Convenience tool that runs both phases in a single call. Streaming progress events are sent between phases.
Parameters
| Name | Type | Default | Description |
|---|---|---|---|
prompt |
string |
β | The task or goal |
batchSize |
integer |
2 |
Steps per round (planning and execution) |
k |
integer |
10 |
Consensus threshold |
Returns β the final accumulated result as a string.
Ask your MCP client (e.g.
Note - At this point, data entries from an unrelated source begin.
PR #453, opened 2026-05-11
fix: propagate reasoning content across all streaming protocols

### LINKED ISSUE #448: Reasoning/thinking content silently dropped in all streaming protocol paths
## Summary

Thinking/reasoning content is silently dropped in **every protocol path** (OpenAI Chat, OpenAI Responses, Google, and Anthropic output-side converters). This causes an apparent silence of up to ~1 minute before the first visible stream chunk arrives, as reported by users routing `v1/messages` through OpenAI-compatible providers (e.g. GLM-5.1 via Aliyun) that support extended thinking.

## Root Cause

There are two systematic gaps across all protocols:

1. **Input side**: Each provider's SSE parser/types don't extract reasoning content from provider-specific streaming formats — it's silently discarded by serde or ignored by the stream state machine.
2. **Output side**: Every `StreamConverter.convert()` drops `ReasoningStart/Delta/End` `LanguageModelStreamPart` variants via catch-all patterns (`_ => vec![]` or `_ => None`).

Even Anthropic-to-Anthropic streaming drops thinking on the output side, despite the upstream provider correctly parsing it.

Additionally, all provider request converters **error** on `LanguageModelAssistantContent::Reasoning` in assistant prompts, breaking multi-turn conversations with thinking-enabled models.

---

### 1. OpenAI Chat Completions (the reported GLM-5.1/Aliyun path)

**Input side:**
- `ChatCompletionChunkDelta` missing `reasoning_content` field — serde silently discards it from SSE chunks.  
  📍 `bitrouter-core/src/api/openai/chat/types.rs:261-268`
- `OpenAiStreamState::apply_chunk` never emits `ReasoningStart/Delta/End` — only processes `delta.content` and `delta.tool_calls`.  
  📍 `bitrouter-providers/src/openai/chat/api.rs:853-901`
- Assistant prompt with `Reasoning` content block returns an error instead of stripping it.  
  📍 `bitrouter-providers/src/openai/chat/api.rs:474-479`

**Output side:**
- Catch-all `_ => None` drops reasoning parts.  
  📍 `bitrouter-core/src/api/openai/chat/convert.rs:245,335`

### 2. OpenAI Responses API

**Input side:**
- SSE parser ignores `response.reasoning_text.delta` events — the test at `api.rs:1926` explicitly confirms they produce empty parts and are silently discarded.  
  📍 `bitrouter-providers/src/openai/responses/api.rs:1926-1948`
- No reasoning fields in Responses delta types.  
  📍 `bitrouter-core/src/api/openai/responses/types.rs`
- Assistant prompt with `Reasoning` content block returns an error.  
  📍 `bitrouter-providers/src/openai/responses/api.rs:492-497`

**Output side:**
- Catch-all `_ => vec![]` drops reasoning parts.  
  📍 `bitrouter-core/src/api/openai/responses/convert.rs:285`

### 3. Google Generative AI

**Input side:**
- No reasoning/thought fields in Google types (`GooglePart`, `GoogleContent`, etc.).  
  📍 `bitrouter-core/src/api/google/generate_content/types.rs`
- Google SSE parser has no handling for `thoughtContent` / reasoning parts in streaming chunks.  
  📍 `bitrouter-providers/src/google/generate_content/api.rs`
- Assistant prompt with `Reasoning` content block returns an error.  
  📍 `bitrouter-providers/src/google/generate_content/api.rs:559-568`

**Output side:**
- Catch-all `_ => None` drops reasoning parts.  
  📍 `bitrouter-core/src/api/google/generate_content/convert.rs:284`

### 4. Anthropic Messages (Anthropic-to-Anthropic path)

**Input side:**
- ✅ Works correctly — the provider parses `Thinking` blocks and emits `ReasoningStart/Delta/End` stream parts.  
  📍 `bitrouter-providers/src/anthropic/messages/api.rs:835-975`
- ❌ Assistant prompt with `Reasoning` content block returns an error (breaks multi-turn).  
  📍 `bitrouter-providers/src/anthropic/messages/api.rs:514-522`

**Output side:**
- Catch-all `_ => vec![]` drops reasoning parts — even Anthropic-to-Anthropic streaming drops thinking on the output side.  
  📍 `bitrouter-core/src/api/anthropic/messages/convert.rs:289`

---

## Impact

- **User-visible delay**: When routing through thinking-enabled OpenAI-compatible providers, the client sees no SSE events until the first `content` chunk arrives after thinking finishes (~1 minute of apparent silence). The connection stays alive (keep-alive pings at 15s intervals via `sse.rs`), so the client doesn't disconnect, but nothing is rendered.
- **Token accounting**: Reasoning tokens are partially tracked (e.g. `reasoning_tokens` in OpenAI usage, `output_tokens.reasoning` in core usage), but the actual reasoning content is never delivered to the client.
- **Multi-turn broken**: All providers error on reasoning content in assistant prompts, making multi-turn conversations with thinking models impossible (prior turn thinking blocks can't be echoed back).

---

## Fix Scope

The fix requires changes in 4 areas:

1. **Provider SSE delta types** — Add `reasoning_content` to `ChatCompletionChunkDelta`, reasoning event types to Responses parser, `thoughtContent`/`thought` to Google types, and ensure Anthropic types cover all thinking variants.

2. **Provider stream state machines** — Each provider's SSE state machine (`OpenAiStreamState`, `OpenAiResponsesSseParser`, `GoogleSseParser`, Anthropic SSE parser) must emit `ReasoningStart/Delta/End` `LanguageModelStreamPart` variants when reasoning content is encountered.

3. **Output-side StreamConverters** — All 4 converters (Anthropic `convert.rs:289`, OpenAI Chat `convert.rs:245,335`, OpenAI Responses `convert.rs:285`, Google `convert.rs:284`) must handle `ReasoningStart/Delta/End` and convert them to protocol-specific thinking/reasoning SSE events:
   - Anthropic → `thinking` content block start/delta/stop events
   - OpenAI Chat → `reasoning_content` in delta
   - OpenAI Responses → `response.reasoning_text.delta` events
   - Google → `thoughtContent` parts

4. **Assistant prompt handling** — All 4 providers' `convert_prompt`/request builders must **strip** reasoning content from assistant prompts instead of returning an error, so multi-turn conversations work.

---

## Reported By

User routing GLM-5.1 through: `v1/messages → bitrouter → upstream Aliyun coding plan OpenAI-compatible endpoint`. First visible stream part takes ~1 minute to arrive, but the streaming connection is not lost and everything works fine once text content starts.

FrozenArcher404:
## Summary

Closes #448.

Thinking/reasoning content was silently dropped in **every** protocol path (OpenAI Chat, OpenAI Responses, Google, and Anthropic output-side converters), causing ~1 minute of apparent SSE silence when routing thinking-enabled upstreams (e.g. GLM-5.1 via Aliyun) through bitrouter's `v1/messages` endpoint.

The fix closes the gaps systematically in three areas:

- **Input** (provider SSE parsers): extract `reasoning_content` from OpenAI-compatible chunks, `response.reasoning_text.delta`/`.done` from Responses, and `thought: true` parts from Gemini 2.5+; emit `ReasoningStart/Delta/End` core stream parts. Reasoning blocks close cleanly when text starts and are flushed on finish.
- **Output** (`StreamConverter` for each protocol): map `ReasoningStart/Delta/End` to the protocol-specific carrier — `reasoning_content` (OpenAI Chat), `response.reasoning_text.delta`/`.done` (OpenAI Responses), `GooglePart { thought: true }` (Gemini), and Anthropic `thinking` content_block_start / `thinking_delta` / content_block_stop events. Thinking blocks auto-close on text/tool transitions and at finish.
- **Assistant prompt**: silently strip `LanguageModelAssistantContent::Reasoning` across all four providers instead of erroring, so multi-turn conversations with thinking models work.

External integration references (DeepSeek/OpenAI/Gemini/Anthropic doc URLs) are inlined as comments around each conversion path.

## Test plan

- [x] `cargo nextest run --all-features` — 899 tests pass (+16 new)
- [x] `cargo clippy --all-features` — clean
- [ ] Manual smoke test: `v1/messages` → bitrouter → OpenAI-compatible thinking provider; verify SSE thinking events arrive in real time
- [ ] Manual smoke test: `v1/chat/completions` with DeepSeek-R1 or GLM; verify `reasoning_content` deltas surface
- [ ] Manual smoke test: Gemini 2.5+ with thinking enabled; verify `thought: true` parts surface
- [ ] Manual smoke test: Anthropic extended thinking round-trip; verify `thinking_delta` arrives before `text_delta`

New unit tests cover both input (SSE state machine) and output (`StreamConverter`) for each of the four protocols, plus boundary conditions (text-after-reasoning closure, reasoning-only stream finish flush, multi-turn echo-back).

### DIFF
--- a/bitrouter-api/src/router/openai/responses/filters.rs
+++ b/bitrouter-api/src/router/openai/responses/filters.rs
@@ -118,7 +118,7 @@ where
     let options = convert::to_call_options(request);
 
     if is_stream {
-        handle_stream(&model, options).await
+        handle_stream(&model, options, model_id).await
     } else {
         let result = model
             .generate(options)
@@ -366,14 +366,22 @@ where
             request_id: Some(request_id.clone()),
         };
 
+        let stream_model_id = model_id.clone();
         tokio::spawn(async move {
             let mut stream = stream_result.stream;
-            let mut converter = convert::StreamConverter::new();
+            let mut converter = convert::StreamConverter::new(stream_model_id);
             use tokio_stream::StreamExt as _;
             let mut observation = crate::router::StreamObservation::new();
             let mut client_disconnected = false;
+            let mut saw_finish = false;
             while let Some(part) = stream.next().await {
                 observation.record_part(&part);
+                if matches!(
+                    part,
+                    bitrouter_core::models::language::stream_part::LanguageModelStreamPart::Finish { .. }
+                ) {
+                    saw_finish = true;
+                }
                 let events = converter.convert(&part);
                 if !events.is_empty() && !metered.deduct_or_pause(&tx).await {
                     client_disconnected = true;
@@ -395,9 +403,22 @@ where
                     break;
                 }
             }
-            let _ = tx
-                .send(Ok(warp::sse::Event::default().data("[DONE]")))
-                .await;
+            // Ensure the stream closes with `response.completed` per the
+            // Responses spec; Codex CLI retries otherwise.
+            // https://platform.openai.com/docs/api-reference/responses-streaming
+            if !saw_finish && !client_disconnected {
+                for event in converter.finish() {
+                    let data = serde_json::to_string(&event).unwrap_or_default();
+                    let sse = Ok(warp::sse::Event::default()
+                        .event(&event.event_type)
+                        .data(data));
+                    if tx.send(sse).await.is_err() {
+                        client_disconnected = true;
+                        break;
+                    }
+                }
+            }
+            // Responses SSE has no [DONE] terminator.
 
             let latency_ms = start.elapsed().as_millis() as u64;
             let ctx = RequestContext {
@@ -568,6 +589,7 @@ where
         handle_stream_with_observe(
             &model,
             options,
+            model_id,
             crate::router::StreamObserveContext {
                 observer,
                 route: incoming_model,
@@ -628,6 +650,7 @@ where
 async fn handle_stream(
     model: &(impl LanguageModel + ?Sized),
     options: bitrouter_core::models::language::call_options::LanguageModelCallOptions,
+    model_id: String,
 ) -> Result<Box<dyn warp::Reply>, warp::Rejection> {
     let stream_result = model
         .stream(options)
@@ -639,9 +662,16 @@ async fn handle_stream(
 
     tokio::spawn(async move {
         let mut stream = stream_result.stream;
-        let mut converter = convert::StreamConverter::new();
+        let mut converter = convert::StreamConverter::new(model_id);
         use tokio_stream::StreamExt as _;
+        let mut saw_finish = false;
         'outer: while let Some(part) = stream.next().await {
+            if matches!(
+                part,
+                bitrouter_core::models::language::stream_part::LanguageModelStreamPart::Finish { .. }
+            ) {
+                saw_finish = true;
+            }
             for event in converter.convert(&part) {
                 let data = serde_json::to_string(&event).unwrap_or_default();
                 let sse = Ok(warp::sse::Event::default()
@@ -652,9 +682,24 @@ async fn handle_stream(
                 }
             }
         }
-        let _ = tx
-            .send(Ok(warp::sse::Event::default().data("[DONE]")))
-            .await;
+        // Upstream closed without a Finish part — synthesize a final
+        // `response.completed` so strict clients (e.g. Codex CLI) don't
+        // hit "stream closed before response.completed" and retry.
+        // https://platform.openai.com/docs/api-reference/responses-streaming
+        if !saw_finish {
+            for event in converter.finish() {
+                let data = serde_json::to_string(&event).unwrap_or_default();
+                let sse = Ok(warp::sse::Event::default()
+                    .event(&event.event_type)
+                    .data(data));
+                if tx.send(sse).await.is_err() {
+                    break;
+                }
+            }
+        }
+        // Responses SSE has no [DONE] terminator; `response.completed` is
+        // the canonical close. Emitting [DONE] here would cause Codex to
+        // surface a parse error and retry.
     });
 
     let sse_stream = tokio_stream::wrappers::ReceiverStream::new(rx);
@@ -664,6 +709,7 @@ async fn handle_stream(
 async fn handle_stream_with_observe(
     model: &(impl LanguageModel + ?Sized),
     options: bitrouter_core::models::language::call_options::LanguageModelCallOptions,
+    model_id: String,
     ctx: crate::router::StreamObserveContext,
 ) -> Result<Box<dyn warp::Reply>, warp::Rejection> {
     let stream_result = model
@@ -688,12 +734,19 @@ async fn handle_stream_with_observe(
 
     tokio::spawn(async move {
         let mut stream = stream_result.stream;
-        let mut converter = convert::StreamConverter::new();
+        let mut converter = convert::StreamConverter::new(model_id);
         use tokio_stream::StreamExt as _;
         let mut observation = crate::router::StreamObservation::new();
         let mut client_disconnected = false;
+        let mut saw_finish = false;
         while let Some(part) = stream.next().await {
             observation.record_part(&part);
+            if matches!(
+                part,
+                bitrouter_core::models::language::stream_part::LanguageModelStreamPart::Finish { .. }
+            ) {
+                saw_finish = true;
+            }
             let mut send_failed = false;
             for event in converter.convert(&part) {
                 let data = serde_json::to_string(&event).unwrap_or_default();
@@ -710,9 +763,23 @@ async fn handle_stream_with_observe(
                 break;
             }
         }
-        let _ = tx
-            .send(Ok(warp::sse::Event::default().data("[DONE]")))
-            .await;
+        // Synthesize `response.completed` when the upstream stopped without
+        // a Finish so Codex CLI sees a well-formed terminator instead of
+        // raising "stream closed before response.completed" and retrying.
+        // https://platform.openai.com/docs/api-reference/responses-streaming
+        if !saw_finish && !client_disconnected {
+            for event in converter.finish() {
+                let data = serde_json::to_string(&event).unwrap_or_default();
+                let sse = Ok(warp::sse::Event::default()
+                    .event(&event.event_type)
+                    .data(data));
+                if tx.send(sse).await.is_err() {
+                    client_disconnected = true;
+                    break;
+                }
+            }
+        }
+        // Responses SSE has no [DONE] terminator.
 
         let latency_ms = start.elapsed().as_millis() as u64;
         let ctx = RequestContext {
--- a/bitrouter-api/src/router/openai/responses/tests.rs
+++ b/bitrouter-api/src/router/openai/responses/tests.rs
@@ -339,22 +339,59 @@ async fn responses_streaming_sends_sse_events() {
     assert_eq!(res.headers()["content-type"], "text/event-stream");
 
     let events = parse_sse_body(res.body());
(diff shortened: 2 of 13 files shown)


FrozenArcher404:
## Follow-up: Responses streaming lifecycle for Codex

Pushed a second commit that fixes the related issue where Codex CLI repeatedly retries against `/v1/responses` with `stream closed before response.completed`.

Root causes:
- The `StreamConverter` emitted bare `response.output_text.delta` / `response.function_call_arguments.delta` events without the required `response.created` / `response.in_progress` / `response.output_item.added` / `response.content_part.added` preamble and matching `*.done` closures, and without `sequence_number`.
- `response.completed` was emitted with an empty payload — Codex needs the full `response` object with `status` and `usage`.
- The handler appended a `[DONE]` SSE line, which the Responses protocol doesn't use (Codex sees it as malformed and retries).

Reference: <https://platform.openai.com/docs/api-reference/responses-streaming>

What changed:
- `ResponsesStreamEvent`: added `sequence_number` (required), `response`, `text`, `part` fields.
- `StreamConverter` rewritten as a stateful lifecycle machine that lazily opens message / reasoning / function_call output items, emits the full canonical sequence (created → in_progress → output_item.added → content_part.added → deltas → *.done → output_item.done → completed), assigns monotonic `sequence_number`, and adopts the upstream response id from `ResponseMetadata` before `response.created` so `previous_response_id` chaining works.
- Constructor takes `model_id`. New `finish()` method synthesizes `response.completed` if the upstream closes without a Finish part.
- All three Responses stream handlers (no-observe, observe, MPP gated) drop `[DONE]` and call `finish()` on premature close.
- Tests updated for the new shape; new tests cover sequence_number monotonicity, no-`[DONE]` invariant, full `response.completed` envelope, upstream response-id adoption, and `finish()` synthesis.

All 903 tests pass; clippy + fmt clean.

FrozenArcher404:
## Follow-up: Codex CLI multi-turn request compatibility

Pushed commit `f7e450b` fixing the 400 error when Codex CLI sends a multi-turn `/v1/responses` request to bitrouter:

> `failed to deserialize request body into ResponsesRequest: data did not match any variant of untagged enum ResponsesInput at line 1 column 40262`

Inspected the actual Codex session rollout and the codex-rs/protocol/src/models.rs `ResponseItem` enum and found three shapes our deserializer rejected:

1. **Unknown input item types** — Codex's `input` carries `reasoning`, `web_search_call`, `local_shell_call`, `image_generation_call`, `custom_tool_call`, `compaction`, etc. after the first turn. The untagged enum had no fall-through, so a single unknown item failed the whole `ResponsesInput`. Added an `Unknown(serde_json::Value)` catch-all; `convert_input_items` silently drops these since bitrouter can't replay them to a non-Responses upstream.
2. **Top-level `instructions` field** — Codex sends the developer prompt here rather than as a system message. The field wasn't declared, so serde dropped it silently and the routed model saw no system context. Added `instructions: Option<String>` to `ResponsesRequest` and lift it into a leading `System` message in `to_call_options`.
3. **Structured `function_call_output.output`** — Codex emits multimodal tool results as `{content_items: [{type: "input_text", text: "..."}]}`. The field was typed `String` and 400'd on the structured form. Changed to `serde_json::Value` and added a `stringify_function_call_output` helper that collapses `content`/`content_items` into newline-joined text.

Reference: <https://platform.openai.com/docs/api-reference/responses/create>

Tests added: realistic Codex multi-turn payload (instructions + developer/user/assistant messages + reasoning + web_search_call + local_shell_call), instructions lifting, unknown-item skipping, both string and structured `function_call_output` shapes. 907 tests pass; clippy and fmt clean.

FrozenArcher404:
## Follow-up: Codex → chat-completions upstream payload shape

Pushed commit `1fe89fa` fixing the Z.ai/GLM "prompt parameter was not received normally" 400 reported when routing Codex CLI (Responses) through opencode-go's chat-completions GLM-5.1.

Found the root cause by inspecting the rollout log: every Codex turn emits two `response_item`s — a `message` (role=`assistant`, text=`""`) and a separate `reasoning` (the real content). Two bugs in `convert_input_items` compounded:

1. **role=assistant was demoted to User.** The match arm caught `"system"|"developer"` and dumped everything else into `User`. After many turns the prompt was a wall of consecutive user messages with no assistant turns — upstreams that enforce alternation reject this. Added an explicit `"assistant"` arm producing `Assistant` with `Text` content; empty content is filtered so vacuous shells don't survive.

2. **Reasoning items dropped silently.** Combined with the empty-text assistant messages, the routed model saw zero assistant context. The `Unknown` catch-all now sniffs for `type:"reasoning"` and lifts the inner `content[].text` into an `Assistant` message with `Reasoning` content. Providers that round-trip thinking (Anthropic) get it for free; chat-completions providers strip it on the way out.

Defense in depth in `bitrouter-providers/src/openai/chat/api.rs`: `convert_prompt` now skips assistant messages that, after stripping `Reasoning`, have no `Text` and no `tool_calls` — so any path that produces an empty assistant turn gets a clean upstream payload, not just Codex.

Tests added:
- `to_call_options_maps_assistant_role_to_assistant_message`
- `to_call_options_drops_empty_assistant_messages_from_codex`
- `to_call_options_lifts_reasoning_items_to_assistant_reasoning`
- `to_call_options_drops_other_unknown_items` (web_search_call etc. still dropped)
- `convert_prompt_drops_reasoning_only_assistant_turn` (chat-completions side)
- `convert_prompt_keeps_assistant_with_text`

912 tests pass; `cargo clippy --all-features --tests -- -D warnings` clean; `cargo fmt --check` clean.

FrozenArcher404:
## Follow-up: response.completed usage payload hangs Codex TUI

Pushed commit `469ae69` fixing the "Codex finishes turn 1 then hangs forever, no second request" symptom.

Read Codex's actual SSE parser at [codex-rs/codex-api/src/sse/responses.rs](https://github.com/openai/codex/blob/main/codex-rs/codex-api/src/sse/responses.rs) and found:

```rust
struct ResponseCompletedUsage {
    input_tokens: i64,                                      // REQUIRED
    input_tokens_details: Option<ResponseCompletedInputTokensDetails>,
    output_tokens: i64,                                     // REQUIRED
    output_tokens_details: Option<ResponseCompletedOutputTokensDetails>,
    total_tokens: i64,                                      // REQUIRED
}
```

The three core token counts are non-optional `i64`. Bitrouter's `ResponsesUsage` typed them as `Option<u32>` without `skip_serializing_if`, so when the routed upstream returned a Finish part with any count missing (`None`) we serialized that field as JSON `null` inside the `usage` object. Codex's `serde_json::from_value::<ResponseCompleted>` then failed with `invalid type: null, expected i64`. Worse, that parse error is stored in `response_error` and only surfaced when the SSE stream EOFs — by which point the oneshot `LastResponse` channel was never signaled, so the TUI sat forever waiting for the turn to finalize. No retry, no second request.

Fix in `StreamConverter::build_completed_response`:
- If both upstream input *and* output counts are `None`, omit the `usage` object entirely (Codex's `usage: Option<...>` deserializes the missing key as `None` cleanly).
- Otherwise default any missing field to `0` and always emit the three core counts together — so `usage` is never partially-null on the wire.

Defense in depth: added `skip_serializing_if = "Option::is_none"` on the `ResponsesUsage` base fields so any future code path constructing a partial `ResponsesUsage` doesn't reintroduce null token counts.

New regression tests:
- `stream_converter_completed_payload_parses_as_codex_response_completed` — constructs a struct shaped exactly like Codex's `ResponseCompletedUsage` (with non-optional `i64`) and asserts the response.completed JSON parses into it.
- `stream_converter_completed_omits_usage_when_upstream_has_none` — verifies the `usage` key is absent (not null) when no token counts are known.

914 tests pass; clippy + fmt clean.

Claude):
Use maker_plan_and_execute to write a detailed comparison of REST vs GraphQL for a technical blog post.
This uses the defaults: batchSize=2 and k=10.
- Use maker_plan to create a plan for migrating a PostgreSQL schema to a multi-tenant design.
- Show me the steps.
- Use maker_execute with those steps to carry out the migration script.
For faster execution at the cost of less granular control:
Use maker_plan_and_execute with batchSize=5 and k=10 to generate unit tests for my authentication module.
For critical tasks requiring maximum confidence:
Use maker_plan_and_execute with batchSize=2 and k=15 to review this smart contract for security vulnerabilities.
For quick prototyping or low-stakes tasks, reduce both parameters to minimize token usage:
Use maker_plan_and_execute with batchSize=3 and k=3 to draft a project README for a Node.js CLI tool.
The native binary is cached after the first download so subsequent starts are instant.
| Platform | Default cache location |
|---|---|
| Windows | %LOCALAPPDATA%\maker-mcp\{version}\{rid}\ |
| macOS / Linux | ~/.cache/maker-mcp/{version}/{rid}/ |
Override with the MAKER_MCP_CACHE environment variable:
"env": {
"MAKER_MCP_CACHE": "/opt/maker-mcp-cache"
}To force a re-download, delete the cache directory and restart your MCP client.
| Platform | Architecture | RID |
|---|---|---|
| Windows | x64 | win-x64 |
| macOS | x64 (Intel) | osx-x64 |
| macOS | arm64 (Apple Silicon) | osx-arm64 |
| Linux | x64 | linux-x64 |
macOS quarantine warning
If macOS blocks the binary after download, remove the quarantine attribute:
xattr -d com.apple.quarantine ~/.cache/maker-mcp/<version>/osx-arm64/maker-mcpBinary not found / HTTP error on first run
The bootstrap script downloads from GitHub Releases. Make sure the version in package.json has a corresponding GitHub Release with the platform tarballs attached. Check your network/proxy settings if the download fails.
All votes reject every proposal
- Verify your API key is valid and has sufficient quota.
- Confirm the chosen model name is correct for the selected provider.
- Try lowering
kto3to make consensus easier to reach while debugging.
Unsupported platform error
Only the four RIDs listed above are supported. ARM Linux is not currently packaged. Open an issue at github.com/IgniteUI/MAKER to request additional platforms.